Hospital cuts plan: inefficient, costly and could risk patients’ survival

Speaking as a concerned citizen at yesterday’s Calderdale and Kirklees Joint Health Scrutiny Committee meeting in Halifax Town Hall, retired Eye Surgeon Dr Colin Hutchinson explained that the hospital cuts proposal – to send all planned care patients to Huddersfield and all acute and emergency patients to Calderdale Royal Hospital  – was risky for both patient safety and the long term viability of both planned and acute/emergency services. Here is some information about services that Calderdale Royal Hospital would lose if the proposal goes ahead.

This is Dr Hutchinson’s statement to the 6th April Joint Health Scrutiny Committee:

When I started working in Halifax, in 1995, we were mainly working out of two hospitals. Most of the surgical specialties were based in Royal Halifax Infirmary, and most of the medical specialties in Halifax General Hospital, barely a mile apart. As an Eye Surgeon, if one of my patients was experiencing serious medical problems and I needed help from one of my physician colleagues, it could be a matter of days, and certainly many hours, before they were able to break from their duties and come to the other hospital. It delayed effective treatment and I can well recall feeling very uneasy as to the risk in such situations.

It is now proposed to build separate facilities for “planned care” and “urgent care”, six miles apart. Given the age range of patients having joint replacements and many other kinds of surgery, some of them will develop general medical problems, such as heart attacks, loss of control of their diabetes or any one of many other scenarios. At the moment, it is fairly easy and quick to call on help from an experienced physician. That will no longer be the case.

If a patient (or visitor) has a cardiac arrest at the planned care site, the level of expertise available to the resuscitation team is unlikely to be as high as on the urgent care site, which could affect their chance of survival.

If a patient has, for example, had a gall-bladder removed, and starts to bleed during the night, or at the weekend, and has to return to theatre, will there be the facilities to open and staff an operating theatre at the “planned care” site, or will they have to be put in a blue light ambulance to take them to the urgent care site for treatment?
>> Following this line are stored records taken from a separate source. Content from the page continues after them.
PR #7266, opened 2019-05-17
Sendwp

pippinsplugins:
Introduces an integration for SendWP for simpler, better email delivery.


assets/js/admin-scripts.js
```diff
@@ -2158,3 +2167,38 @@ function edd_attach_tooltips( selector ) {
...
+
+function easy_digital_downloads_sendwp_remote_install() {
+	var data = {
+		'action': 'easy_digital_downloads_sendwp_remote_install',
+	};
+
+	// since 2.8 ajaxurl is always defined in the admin header and points to admin-ajax.php
+	jQuery.post(ajaxurl, data, function(response) {
+		var data = JSON.parse(response);
+		easy_digital_downloads_sendwp_register_client(data.register_url, data.client_name, data.client_secret, data.client_redirect, data.partner_id);
```
spencerfinnell: This doesn't check for failures in `wp_ajax_easy_digital_downloads_sendwp_remote_install` response and can cause the registration redirection to be invalid/incorrect.

includes/scripts.php
```diff
@@ -234,6 +234,7 @@ function edd_load_admin_scripts( $hook ) {
 		'show_advanced_settings'      => __( 'Show advanced settings', 'easy-digital-downloads' ),
 		'hide_advanced_settings'      => __( 'Hide advanced settings', 'easy-digital-downloads' ),
 		'no_downloads_error'          => __( 'There are no downloads attached to this payment', 'easy-digital-downloads' ),
+		'wait'                        => __( 'Please wait . . .', 'easy-digital-downloads' ),
```
cklosowski: We should switch this to `&hellip;` instead of `. . .`

includes/emails/functions.php
```diff
@@ -281,3 +281,71 @@ function edd_get_email_names( $user_info, $payment = false ) {
...
+		exit;
+	}
+
+	echo json_encode( array(
+		'partner_id' => 81,
+		'register_url' => sendwp_get_server_url() . '_/signup',
+		'client_name' => sendwp_get_client_name(),
+		'client_secret' => sendwp_get_client_secret(),
+		'client_redirect' => sendwp_get_client_redirect(),
+		//'client_redirect' => admin_url( '/edit.php?post_type=download&page=edd-settings&tab=emails' ), // Custom redirects aren't supported yet
```
cklosowski: Remove comment.

includes/emails/functions.php
```diff
@@ -281,3 +281,71 @@ function edd_get_email_names( $user_info, $payment = false ) {
...
+		$activated = activate_plugin( 'sendwp/sendwp.php' );
+
+	}
+
+	/*
+	* Final check to see if SendWP is available.
+	*/
+	if( ! function_exists('sendwp_get_server_url') ) {
+		ob_end_clean();
+		echo json_encode( array( 'error' => __( 'Something went wrong. SendWP was not installed correctly.', 'easy-digital-downloads' ) ) );
```
cklosowski: This should become `wp_send_json`

includes/emails/functions.php
```diff
@@ -281,3 +281,71 @@ function edd_get_email_names( $user_info, $payment = false ) {
...
+		exit;
+	}
+
+	echo json_encode( array(
```
cklosowski: `wp_send_json` should be used here again.

cklosowski:
Any place we use `echo json_encode( <data> );` we should shift to `wp_send_json`

assets/js/admin-scripts.js
pippinsplugins: Added simple handling for it.

includes/scripts.php
pippinsplugins: Done.

spencerfinnell:
Small, but the `target="_blank"` links need `rel="noopener noreferrer"` 

https://support.performancefoundry.com/article/186-noopener-noreferrer-on-my-links

pippinsplugins:
@spencerfinnell added.

spencerfinnell:
It would be nice if we could filter this URL to send it back to the EDD Emails tab: https://plugins.trac.wordpress.org/browser/sendwp/trunk/includes/admin/views/disabled-notice.html.php

(also they are missing a text domain on that string)

Made a i18n adjustment to split up the string/remove some HTML. The rest looks good!

cklosowski:
@spencerfinnell I made a small commit, could you process your approval again?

The consultation documents do not tell us, but I suspect that there will not be two theatre teams on stand-by.

Following many kinds of operations, a post-operative review by the operating surgeon, to ensure that the patient is recovering satisfactorily and to deal with any complications that might be occurring, is an important part of patient care. If these patients are in a different hospital from the main part of the surgeon’s workload, there is a significant risk that they will not receive as close post-operative supervision as they now enjoy. It will also make it more difficult to allocate the surgeons’ working time cost-effectively.

There is no clear separation of the support services required for “planned care” and “urgent care”. Diagnostic imaging and other tests are needed for both; catering, cleaning and portering services are needed for both. Splitting the hospitals in the way proposed builds in the need for duplication of facilities and staff that condemns the services to long-term continuing additional costs and inefficient working practices, and the very real threat that they will be non-viable in the longer term.

At the moment, if there is an influx of seriously ill patients to the Trust, beds allocated to “planned care”, are switched to cope with acutely ill patients. This does mean that planned operations can be cancelled at short notice, but the priority must be to deal with acute life-threatening and disabling conditions, and most patients accept this, knowing that next time it could be they that need the bed. Remove 119 beds to a separate site, and that ability to respond flexibly to peaks of demand is lost. The result will be many more days when the hospital will be closed to new admissions, which will have to be diverted to surrounding hospitals.

Back in 1995, we were making do with the legacy of buildings a hundred years old, built in another era and had to do the best we could. Only a fool would build such risks and inefficiencies into a newly designed system, such as that which is being proposed to us today. If the powers that be have decided that we cannot be allowed to have functioning hospitals in each of our towns, at least let us have one that is equipped and staffed to deal safely with all the variable circumstances that arise in both planned and emergency settings; there is too much overlap between these two categories to separate them.